Loving Myself As Is

By

I gave up on my dreams of modeling at ten years old.

I thought how glamorous it’d be to be seen through the lens of a camera and on the cover of magazines all without realizing the criticism that lingers in the background. The same criticism I received before ever trying to pursue such a career. It immediately redirected my dreams.

To this day, I still have troubled skin. I have scars and uneven skin tone and acne. I still have it after Proactiv and every drugstore product that claimed to help clear skin. I even resorted to taking Accutane (FOR NINE MONTHS) and having the worst experience with it. My body felt achy and tired. My face dried up. I shed skin like a snake. My arms, from wrist to elbow, were covered in a rash that scabbed and itched like crazy (for about three months they stayed like this). I felt even uglier for trying to correct the problem.

I couldn’t look people in the eyes. I avoided conversation. I didn’t laugh, afraid that my skin would look even worse than it already did. I felt intense self-loathing. Flashback to about grade five. I remember being bullied for something I couldn’t even comprehend. I heard just about every ugly name you can think of. Remember that fleeting crush you had all through your school years? Yeah? Well mine said, straight up, “I don’t want you, Pizza Face.” How the fuck do you think that impacted a thirteen year old girls mental image?

I became an extreme extrovert. Bought makeup with the little money I earned at the time. Watched countless tutorials on YouTube. I hid away in the retreat from myself. I thought I deserved less love. I thought I didn’t deserve any space. For my thoughts or kindness or presence. I didn’t think I deserved it. I felt that my skin determined my internal value. The value that my soul was sent with. GOD BLESS WAS I WRONG. The depths of my heart want to do spectacular, selfless things for this world and I’m not going to be road blocked by the skin that held me together.

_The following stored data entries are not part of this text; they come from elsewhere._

PR #912, opened 2022-02-11
switch default build to gradle, fixes #47

### LINKED ISSUE #47: Add Gradle as a build system!

soloturn:
in case it does not work pls revert commit 7d256adde6e761aacd2070bf1a67b72ae7c0e121  to switch the default back to mvn.

### DIFF
--- a/.github/workflows/ci-gradle.yml
+++ b/.github/workflows/ci-gradle.yml
@@ -1,18 +1,18 @@
 name: CI gradle
 
 on:
-#  create:
-#  pull_request:
-#    types: [ opened, synchronize, reopened ]
-#    paths-ignore:
-#      - '*.md'
-#      - 'docs/**'
-#  push:
-#    branches:
-#      - master
-#    paths-ignore:
-#      - '*.md'
-#      - 'docs/**'
+  create:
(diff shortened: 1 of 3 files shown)


soloturn:
the signing failed here, am not sure if it is just because its my user though. in the fork the following settings are there, and it signs the artefacts:

image

arnaudroques:
But why is it failing in on build(8, ubuntu-20.04) only?
And the "create artifacts" step seems to be skipped in other jobs.
Any though?

soloturn:
> But why is it failing in on build(8, ubuntu-20.04) only? And the "create artifacts" step seems to be skipped in other jobs. Any though?

found it. maven has a condition to sign only when the environment variable ```env.SIGN_ARTIFACTS``` is true. on a pull request this is not true, otherwise i could create a pull request and trigger signing with your key. which makes sense. for gradle, this condition was not there.  it is now in the github workflow, in 2 steps. because it does not make a lot of sense in my opinion to call "gradle sign" AND set an environment variable to make it sign.

PR #915, opened 2022-02-12
Add support for passing graphattributes layout parameter through to graphviz

blipper:


blipper:
The dependency is test one so it doesn't impact anything at run time?  Only at build time?  So that should be ok no?

arnaudroques:
> The dependency is test one so it doesn't impact anything at run time? Only at build time? So that should be ok no?

In theory, you are 100% right.
Our main issue is that right now, we do not use gradle on our internal development server.
So if we merge the pull request right now, it will break our development tool.

Maybe (probably?) this will change someday, but right now, we are busy on too many thing to open a new front :-)

soloturn:
> > The dependency is test one so it doesn't impact anything at run time? Only at build time? So that should be ok no?
> 
> In theory, you are 100% right. Our main issue is that right now, we do not use gradle on our internal development server. So if we merge the pull request right now, it will break our development tool.

what are you using, resp what commands are you running?

arnaudroques:
Great!
This has been manually integrated in last commit https://github.com/plantuml/plantuml/commit/e7785ff1448a9aa534c46d001f457c7b322c1ed3.

Thanks again,

PR #917, opened 2022-02-13
create plantuml-pdf.jar and upload it to github

soloturn:
allows to create a jar with dependencies like maven before. contrary to before, this one uploads the jar as well.


The-Lum:
Hello @soloturn, and all,

Just a question:
Are there some reasons that the output file name is named:
- `plantuml-pdf-<version>.jar` or `plantuml-pdf-SNAPSHOT.jar`
- and not `plantuml-<version>-pdf.jar` or `plantuml-SNAPSHOT-pdf.jar` as the other files?

_Just to confirm..._
Regards.

PR #925, opened 2022-02-15
Preserve element group structure in svg output to allow more intelligent post-processing

blipper:


arnaudroques:
Thanks for your contribution, but I have a few questions:

* Could you change:
`Map<UGroupType, String> typeIDent = new HashMap<>();` 
to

When I really put it in perspective, I was ready to reduce my existence, lessen my life for the appearance of my skin. I was going to let this miracle of living drift by all because I couldn’t accept myself for what I am? Fuck no, I’m not. People are going to be rude and unkind to the things they’re too ignorant to comprehend. They’ll give harsh criticism where it’s not wanted because they, themselves, aren’t rooted. You are. I am. I’m a woman that loves myself as fuckin’ is. Others are scared because they don’t know how to love themselves so relentlessly. So, in retaliation, I’m gonna keep on loving myself just as I am.